「磐城壽」 鈴木 大ちゃん
震災後、やっとゆっくりと膝を突き合わせて話ができました。
地震の後の津波の様子、最初の警報は3メートル
浪江町 請戸の防波堤は5メートルまでを想定していたので最初はお父さんと蔵に残るつもりでいたそうです。
それが5メートルの警報となり、そして先に到達した岩手・三陸沿岸では10メートルの津波が来たとの情報に
これまでの想定を超えたものであるその時はじめて意識したそうです。
消防団である大ちゃんは最後まで避難の呼びかけをしていたそうです。
しかし中には避難しない方も多く、波が来た時の光景が忘れられないそうです。
本人も松の木をなぎ倒しながらやってくる津波より命からがら高台まで逃げたそうです。
懸命に避難を呼びかけつつも、3人の幼なじみが亡くなったと聞きました。
その時蔵から持ち出せたのは避難所で着るための防寒具だけだったそうです。
津波より1日目 全壊した蔵を目の前にもう酒造りはできないとおもったそうですが、
2日目の避難所で浪江町の方々から「磐城壽」をまた飲みたいとたくさんの声に
「もう一度 磐城壽を造りたい」と気持ちに変わったそうです。
その日(3.13)はちょうど「若手の会」をシダックスホールを行っていた日、夕方大ちゃんより無事との連絡を受け電話を通してお互い号泣したことを覚えています。

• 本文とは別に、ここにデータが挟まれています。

PR #363, opened 2019-01-25
add telemetry to defintionService

dabutvin:
three new log statements:
  - 'current definition exists',
  - 'definition is available'
  - 'definition not available'

we want to be able to query the percentage of requests that we have
information available for. This is the sum of
'current definition exists' and 'definition is available' divided by
the sum of all three

### DIFF
--- a/business/definitionService.js
+++ b/business/definitionService.js
@@ -59,7 +59,7 @@ class DefinitionService {
     const existing = force ? null : await this.definitionStore.get(coordinates)
     let result
     if (get(existing, '_meta.schemaVersion') === currentSchema) {
-      this.logger.info('current definition exists', { coordinates: coordinates.toString() })
+      this.logger.info('computed definition available', { coordinates: coordinates.toString() })
       result = existing
     } else result = await this.computeAndStore(coordinates)
     return this._cast(result)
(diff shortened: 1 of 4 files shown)


business/definitionService.js
```diff
@@ -57,8 +57,11 @@ class DefinitionService {
       return this.compute(coordinates, curation)
     }
     const existing = force ? null : await this.definitionStore.get(coordinates)
-    const result =
-      get(existing, '_meta.schemaVersion') === currentSchema ? existing : await this.computeAndStore(coordinates)
+    let result
+    if (get(existing, '_meta.schemaVersion') === currentSchema) {
+      this.logger.info('current definition exists', { coordinates: coordinates.toString() })
```
jeffmcaffer: perhaps the following three messages to capture all the states:

* "computed definition available"
* "recomputed definition available"
* "definition not available"

Question, do you think we'll ever care about the difference between the first time we compute a definition (e.g., `existing === null`) and the N times we recompute? And for recompute, how often it is becuase the schema was out of date vs force === true?

dabutvin: force=true should only ever be in local dev.

Maybe we could start to track when definitions are invalidated?

PR #364, opened 2019-01-29
paginate the defintions in the mongo store (fixes #254)

### LINKED ISSUE #254: API error for heavy definitions
If you are checking for a very large definition, like: https://dev.clearlydefined.io/share/eJwty0EOgyAQheG7zNqFlqrIstdoXADOtJMoYwBNjPHuxaTL9+X9JxDPGSOY86ogScyvA0zY5rkCLxInDjZjAvM+IR8rgoEPZ6hgjbLzdIc3fDdXLNgF02r9/VrYR0lC+e+F9uRlwrIj7pxYQrHnUCP1XeP6zilSTmn1QKLetlpb6/XQYEuoa7jG6wfYiziO

 while getting the data the /definitions API returns an error: `Request size is too large`

dabutvin:
For documents that have more than 1000 files, we will split them across different documents in the store.

This should be transparent to any callers of the store. we will get and set as one logical document.

Things to note:
 - adding a partitionKey set to the canonical coordinates so we can keep multiple pages of a single document on a single partition
 - storing currentPage and totalPages as metadata on the document in a `_mongo` property specific to this store and not surfaced as part of the definition
 - working with some larger documents surfaced some bugs in our harvested data around the file lists, we are now treating the clearlydefined tool as the source of truth for absolute file list

### DIFF
--- a/business/aggregator.js
+++ b/business/aggregator.js
@@ -30,7 +30,7 @@
 //
 
 const { getLatestVersion, mergeDefinitions } = require('../lib/utils')
-const { flattenDeep, get, set, differenceBy, intersectionBy } = require('lodash')
+const { flattenDeep, get, set, intersectionBy } = require('lodash')
 const logger = require('../providers/logging/logger')
 
 class AggregationService {
@@ -77,10 +77,10 @@ class AggregationService {
   _normalizeFiles(result, summarized, coordinates) {
     const cdFiles = get(this._findData('clearlydefined', summarized), 'summary.files')
     if (!cdFiles) return
-    const difference = differenceBy(result.files, cdFiles, 'path')
-    if (!difference.length) return
+    const difference = result.files.length - cdFiles.length
+    if (!difference) return
     this.logger.info('difference between summary file count and cd file count', {
-      count: difference.length,
+      count: difference,
       coordinates: coordinates.toString()
     })
     result.files = intersectionBy(result.files, cdFiles, 'path')
--- a/business/aggregator.js
+++ b/business/aggregator.js
@@ -30,7 +30,8 @@
 //
 
 const { getLatestVersion, mergeDefinitions } = require('../lib/utils')
-const { flattenDeep, set } = require('lodash')
+const { flattenDeep, get, set, differenceBy, intersectionBy } = require('lodash')
+const logger = require('../providers/logging/logger')
 
 class AggregationService {
   constructor(options) {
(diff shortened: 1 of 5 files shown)


business/aggregator.js
```diff
@@ -66,6 +69,22 @@ class AggregationService {
...
+  _normalizeFiles(result, summarized, coordinates) {
+    const cdFiles = get(this._findData('clearlydefined', summarized), 'summary.files')
+    if (!cdFiles) return
+    const difference = differenceBy(result.files, cdFiles, 'path')
+    if (!difference.length) return
+    this.logger.info('difference between summary file count and cd file count', {
+      count: difference.length,
+      coordinates: coordinates.toString()
+    })
+    result.files = intersectionBy(result.files, cdFiles, 'path')
```
jeffmcaffer: order sometimes matters in these operations. have you looked at that?

Also, can we get the difference length by taking `result.files.length - intersection.length`? At least in theory that should be the same. Would just save us some time on larger file lists.

providers/stores/mongo.js
```diff
@@ -49,18 +50,50 @@ class MongoStore {
    * @param {Coordinates} coordinates - The coordinates of the object to get
    * @returns The loaded object
    */
-  get(coordinates) {
-    return this.collection.findOne({ _id: this._getId(coordinates) }, { projection: { _id: 0 } })
+  async get(coordinates) {
+    const cursor = await this.collection.find(
+      { _id: new RegExp(`^${this._getId(coordinates)}`) },
+      { projection: { _id: 0, _mongo: 0 }, sort: { _id: 1 } }
```
jeffmcaffer: will this sorting work for docs that have more than 10 pages?
```
../../1
../../10
../../11
../../2
../../3
```
perhaps we should just get the all the pages, then `sortBy(.. mongo.currentPage`) and `flatten`

providers/stores/mongo.js
```diff
@@ -49,18 +50,50 @@ class MongoStore {
...
+          if (index === 0) {
+            const definitionPage = clone(definition)
+            if (definition.files) definitionPage.files = definition.files.slice(0, pageSize)
+            return { ...definitionPage, _mongo: { partitionKey: definition._id, currentPage: 1, totalPages: pages } }
+          }
+          return {
+            _id: definition._id + `/${index}`,
+            _mongo: {
+              partitionKey: definition._id,
+              currentPage: index + 1,
```
jeffmcaffer: perhaps `page` rather than `currentPage`. we do not have a "next" or "previous"

providers/stores/mongo.js
dabutvin: I found that I can sort by `_mongo.page` on the server and it respects number order
sorting on the database would be better I think. 

I also updated the queries to be by partitionKey instead of regexing the IDs

jeffmcaffer:
Cool. Ship it when you get those changes in

PR #365, opened 2019-01-30
swallow the error unless we are in dev

dabutvin:
dev 404:
image
prod 404:
image

dev error from a service:
image

prod error from a service:
image


jeffmcaffer:
That's a good change but I think there is still an issue. The code that calls a service internally I think does not always throw. `requestPromise...` may simply return a response that has a status code like 401. in the current code we just return the result of `requestPromise`. that is a leaky abstraction. 

IIRC some of the request libraries have ways of controlling the throwing of errors vs returning status codes. We should ensure that the right behavior is happening and either way, should likely not return the result of the `requestPromise` lest someone start thinking that they could/should use it.

PR #370, opened 2019-02-01
implement getAll in the definition store

dabutvin:
- instead of going 1 by 1 to mongo we do a $in for the whole list
- the blob and file implementations still go 1 by 1

The thinking is that we will get big performance gains by doing 1 roundtrip to the DB instead of many little trips. This uses the `cursor.forEach()` to stream the results.

Any coordinates that are not found we call the original get() with force=true in order to compute, store, and return the definition if available.

### DIFF
--- a/business/definitionService.js
+++ b/business/definitionService.js
@@ -80,10 +80,19 @@ class DefinitionService {
    * @returns A list of all components that have definitions and the definitions that are available
    */
   async getAll(coordinatesList, force = false) {
-    const result = {}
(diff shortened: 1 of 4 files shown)


dabutvin:
I want to make sure this gets tested more thoroughly before it ships. It was an idea I stumbled upon and wanted to get it down before I lost it

dabutvin:
closing as this is outdated and didn't turn out to be worth the trouble

PR #373, opened 2019-02-02
Add find endpoint to defintions

dabutvin:
POST to `/definitions/find`

see schema https://github.com/dabutvin/service/blob/5fee86e15f21e7ae80911567fd3b114511968f2e/schemas/definitions-find.json

### DIFF
--- a/providers/stores/abstractAzblobStore.js
+++ b/providers/stores/abstractAzblobStore.js
@@ -4,6 +4,7 @@
 const azure = require('azure-storage')
 const AbstractFileStore = require('./abstractFileStore')
 const logger = require('../logging/logger')
+const EntityCoordinates = require('../../lib/entityCoordinates')
 
 const { promisify } = require('util')
 
@@ -64,12 +65,52 @@ class AbstractAzBlobStore {
     }
   }
 
+  /**
+   * Query and return the objects based on the query
+   *
+   * @param {object} query - The filters and sorts for the request
+   * @returns The data and continuationToken if there is more results
+   */
+  async find(query, continuationToken = '') {
+    const prefix = this._buildPrefix(query)
+    const result = await promisify(this.blobService.listBlobsSegmentedWithPrefix).bind(this.blobService)(
+      this.containerName,
+      prefix,
+      continuationToken,
+      {
+        include: azure.BlobUtilities.BlobListingDetails.METADATA
+      }
+    )
+    const data = []
+    result.entries
+      .forEach(entry => {
+        const path = entry.metadata.id
+        if (!path) return
+        data.push(this.get(EntityCoordinates.fromString(path)))
+      })
+      .filter(x => x)
+    return { data, continuationToken: result.continuationToken }
+  }
+
   _toStoragePathFromCoordinates(coordinates) {
     return AbstractFileStore.toStoragePathFromCoordinates(coordinates)
   }
 
   _toResultCoordinatesFromStoragePath(path) {
     return AbstractFileStore.toResultCoordinatesFromStoragePath(path)
+  }
+
+  _buildPrefix(parameters) {
+    let result = ''
+    if (!parameters.type) return result
+    result += `${parameters.type}/`
+    if (!parameters.provider) return result
+    result += `${parameters.provider}/`
+    if (!parameters.namespace) return result
+    result += `${parameters.namespace}/`
+    if (!parameters.name) return result
+    result += `${parameters.name}/`
+    return result
   }
 }
 
--- a/providers/stores/abstractAzblobStore.js
+++ b/providers/stores/abstractAzblobStore.js
@@ -4,7 +4,6 @@
 const azure = require('azure-storage')
 const AbstractFileStore = require('./abstractFileStore')
 const logger = require('../logging/logger')
-const EntityCoordinates = require('../../lib/entityCoordinates')
 
 const { promisify } = require('util')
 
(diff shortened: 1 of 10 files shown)


providers/stores/abstractFileStore.js
```diff
@@ -55,6 +55,42 @@ class AbstractFileStore {
...
+  /**
+   * Query and return the objects based on the query
+   *
+   * @param {object} query - The filters and sorts for the request
+   * @returns The data and continuationToken if there is more results
+   */
+  async find(query) {
+    const paths = await recursive(this.options.location, ['.DS_Store'])
+    return (await Promise.all(
+      paths.map(async path => {
```
jeffmcaffer: nit: could just be the `filter` here

providers/stores/abstractAzblobStore.js
```diff
@@ -64,13 +65,53 @@ class AbstractAzBlobStore {
...
   }
 
   _toResultCoordinatesFromStoragePath(path) {
     return AbstractFileStore.toResultCoordinatesFromStoragePath(path)
   }
+
+  _buildPrefix(parameters) {
+    let result = ''
+    if (!parameters.type) return result
+    result += `${parameters.type}/`
```
jeffmcaffer: interesting problem. Since we can only do prefix in blob listing all the parts need to be provided.

Meta: I wonder if all providers need to implement `find`. Perhaps here we just throw saying "find is not supported"

providers/stores/mongo.js
```diff
@@ -63,6 +60,29 @@ class MongoStore {
...
+    const sort = this._buildSort(query)
+    const cursor = await this.collection.find(filter, {
+      projection: { _id: 0, files: 0 },
+      sort: sort,
+      limit: pageSize
+    })
+    const data = await cursor.toArray()
+    continuationToken = this._getContinuationToken(pageSize, data)
+    data.forEach(def => {
+      delete def._mongo
```
jeffmcaffer: can we use the `projection` here to remove `_mongo` or does that mess up the query?

providers/stores/mongo.js
```diff
@@ -103,6 +123,61 @@ class MongoStore {
...
+    if (parameters.maxLicensedScore) filter['licensed.score.total'] = { $lt: parseInt(parameters.maxLicensedScore) }
+    if (parameters.minDescribedScore) filter['described.score.total'] = { $gt: parseInt(parameters.minDescribedScore) }
+    if (parameters.maxDescribedScore) filter['described.score.total'] = { $lt: parseInt(parameters.maxDescribedScore) }
+    if (continuationToken) filter['_mongo.partitionKey'] = { $gt: base64.decode(continuationToken) }
+    return filter
+  }
+
+  _buildSort(parameters) {
+    let sort
+    switch (parameters.sort) {
```
jeffmcaffer: feels like this could be a table lookup

routes/definitions.js
```diff
@@ -79,6 +79,13 @@ router.post(
   })
 )
 
+router.post('/find', asyncMiddleware(findDefinitions))
```
jeffmcaffer: 'find' feels not RESTful. Couple of thoughts

* could we do GET with query parameters?
* if POST is the way to go, can we hang this off `/` and basically have two different body formats, the array of coords, and this new one.

dabutvin: makes sense. Let's do the GET with query parameters

dabutvin: makes sense. Let's do the POST and check for array vs object for the query vs list.
The GET with query parameters is used to list coordinates from search

providers/stores/mongo.js
```diff
@@ -103,6 +124,46 @@ class MongoStore {
...
+    if (continuationToken) filter['_mongo.partitionKey'] = { $gt: base64.decode(continuationToken) }
+    return filter
+  }
+
+  _buildSort(parameters) {
+    const sort = this.sortOptions[parameters.sort] || '_mongo.partitionKey'
+    return { [sort]: parameters.sortDesc ? -1 : 1 }
+  }
+
+  _getSortOptions() {
```
jeffmcaffer: Perhaps just make this a constant in the file? Put this up around L9

```javascript
const sortOptions = {
  type: 'coordinates.type',
  provider: 'coordinates.provider',
  name: 'coordinates.name',
  namespace: 'coordinates.namespace',
  license: 'licensed.declared',
  releaseDate: 'described.releaseDate',
  licensedScore: 'licensed.score.total',
  describedScore: 'described.score.total'
}
```

routes/definitions.js
```diff
@@ -69,15 +69,25 @@ router.post(
...
   '/',
   asyncMiddleware(async (request, response) => {
-    const coordinatesList = request.body.map(entry => EntityCoordinates.fromString(entry))
-    if (coordinatesList.length > 1000)
-      return response.status(400).send(`Body contains too many coordinates: ${coordinatesList.length}`)
-    // if running on localhost, allow a force arg for testing without webhooks to invalidate the caches
-    const force = request.hostname.includes('localhost') ? request.query.force || false : false
-    const result = await definitionService.getAll(coordinatesList, force)
-    response.status(200).send(result)
+    if (Array.isArray(request.body)) await listDefinitions(request, response)
```
jeffmcaffer: why `await` here. can you just return the promise that comes from the *Definitions function?

routes/definitions.js
```diff
@@ -69,15 +69,25 @@ router.post(
...
+  // if running on localhost, allow a force arg for testing without webhooks to invalidate the caches
+  const force = request.hostname.includes('localhost') ? request.query.force || false : false
+  const result = await definitionService.getAll(coordinatesList, force)
+  response.status(200).send(result)
+}
+
+async function findDefinitions(request, response) {
+  if (!validator.validate('definitions-find', request.body)) return response.status(400).send(validator.errorsText())
+  const result = await definitionService.find(request.body)
+  response.send(result)
```
jeffmcaffer: no status code? L83 has one.

schemas/definitions-find.json
```diff
@@ -0,0 +1,99 @@
+{
+  "$id": "https://api.clearlydefined.io/schemas/definitions-find.json#",
```
jeffmcaffer: probably should look at the swagger as well. don't remember where we are on using the JSON schema in the swagger.

dabutvin:
thanks for the review.
I am going to look at getting the suggestions service up to date now

PR #376, opened 2019-02-05
update mongo list() to find multiple revisions (fixes #375)

### LINKED ISSUE #375: Curation endpoint fails with a 400 error
This happens only in the dev environment for now.
Any kind of contribution fails with a 400 error, without any other additional message.

Payload example: 
`{"contributionInfo":{"summary":"AUTOMATION TEST","details":"AUTOMATION TEST","resolution":"AUTOMATION TEST","type":"missing","removeDefinitions":false},"patches":[{"coordinates":{"type":"npm","provider":"npmjs","name":"async"},"revisions":{"2.6.1":{"licensed":{"declared":"MIT-0"}}}}]}`

dabutvin:
- also remove the try/catch/400 and let the app errorhandler take this

### DIFF
--- a/providers/stores/mongo.js
+++ b/providers/stores/mongo.js
@@ -46,7 +46,7 @@ class MongoStore {
    */
   async list(coordinates) {
     const list = await this.collection.find(
-      { '_mongo.partitionKey': this._getId(coordinates), '_mongo.page': 1 },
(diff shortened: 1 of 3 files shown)


dabutvin:
@storrisi fyi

ただ原発のこともありその「思い」だけで八方ふさがりの状態であったことは間違いなく、進む方向は全く見えていませんでした。
持病のあるおばあちゃんのため避難所離れを農大同級生であった米沢の蔵元のお世話で山形の地に移りました。
進む方向が見えない中、気晴らしに訪れた上杉神社の雪に埋もれた石柱に米沢藩主「上杉鷹山」が読んだ「為せば成る」の一文を見て
「蔵再建への思い」をさらに強くしたそうです。
そして「貴の一文」に書かれた会津若松「鶴ヶ城」での県内外の蔵元との交流。
「國権」 細井さんから「うちの蔵人みんな手伝うから1本酒を仕込みなよ」の一言で実現した「地縁復興純米酒」
山形の小関先生の紹介で現「鈴木酒造店 長井蔵」となった蔵元との出会い。
いろんな方々の協力と応援、ご縁があって福島の地を一時離れるにしても「磐城壽」を一日も早く仕込む決断をしました。
あまり感情を表に出さない大ちゃんですが、話しているだけで気持ちはびんびん伝わってきます。
私もできるだけの応援を行動に移したいと思います。
今季は総仕込み700石(内100石程度が銘柄を引き継いだ地元用「一生幸福」となります。)を目指し頑張っております。
幸いに3期醸造が可能な冷蔵設備があるため、手直ししながら6月の甑倒しまで浪江町から避難された方々を思いつつ酒造りを続けます。
来月には「山廃純米 生」が出荷予定。 「とろとろおやじ」をイメージした活性濁りと純米酒をベースにしながら取り組んでいます。
熟成 「土耕ん醸」は米作りから始める決意ですので早くて3年後の予定。、
できたお酒を持って味ノマチダヤ試飲会にもどんどん参加してもらいたいますのでまずは「磐城壽」飲んで応援!!!
仲間はたくさんいます。 安心して仕込みを続けてください。
4月8日(日)は「並木橋 なかむら」さんの花見の会に参加してくれます。